Print the line where "Need to be fixed/updated" occurs and every line that follows it in the data below, ending with the last line, precisely as written.

• _Materials provided_:
◇ ◇ ◇

PR #2965, opened 2025-05-13
PDF Print

panaC:
PDF print features : 
- Print Popover from ReaderHeader.tsx
- thumbnail request to pdf.js webview process with IPC BusEvent
- thumbnail caching under a string[] state in Reader.tsx
- thumbnail virtualised with Tanstack Virtual
- multiple page ranges support with thumbnail rendering
- LCP print information in publicationInfo dialog and at the bottom of the print popover
- LCP print (limit) support
- Print command dispatched to main process with LCP check, then reply to the mainWindow sender with the print page range and finally send print request to the pdf.js webview process. 
- Print request (shortcut) is disabled in pdf.js edrlab build, only thorium can request the print.
- Ctrl-P keyboard shortcut

Need to be fixed/updated from the UI/UX point of view : 
- Popover should be a modal dialog : it's still possible once the popover is open to navigate in the pdf.js viewer. pdf.js page navigation during thumbnail rendering, breaks it. Once broken there are no possibility to re-request the thumbnail rendering to the thorium process. A dialog modal should mitigate this issue, and I don't think it's necessary to let the user navigate to the pdf whereas the print popover/dialog is opened.


panaC:
https://github.com/user-attachments/assets/3c66b88d-5665-451f-ac31-7bab8096845f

◇ ◇ ◇

• _Solution to this problem_:
Need to be fixed/updated from the UI/UX point of view : 
- Popover should be a modal dialog : it's still possible once the popover is open to navigate in the pdf.js viewer. pdf.js page navigation during thumbnail rendering, breaks it. Once broken there are no possibility to re-request the thumbnail rendering to the thorium process. A dialog modal should mitigate this issue, and I don't think it's necessary to let the user navigate to the pdf whereas the print popover/dialog is opened.


panaC:
https://github.com/user-attachments/assets/3c66b88d-5665-451f-ac31-7bab8096845f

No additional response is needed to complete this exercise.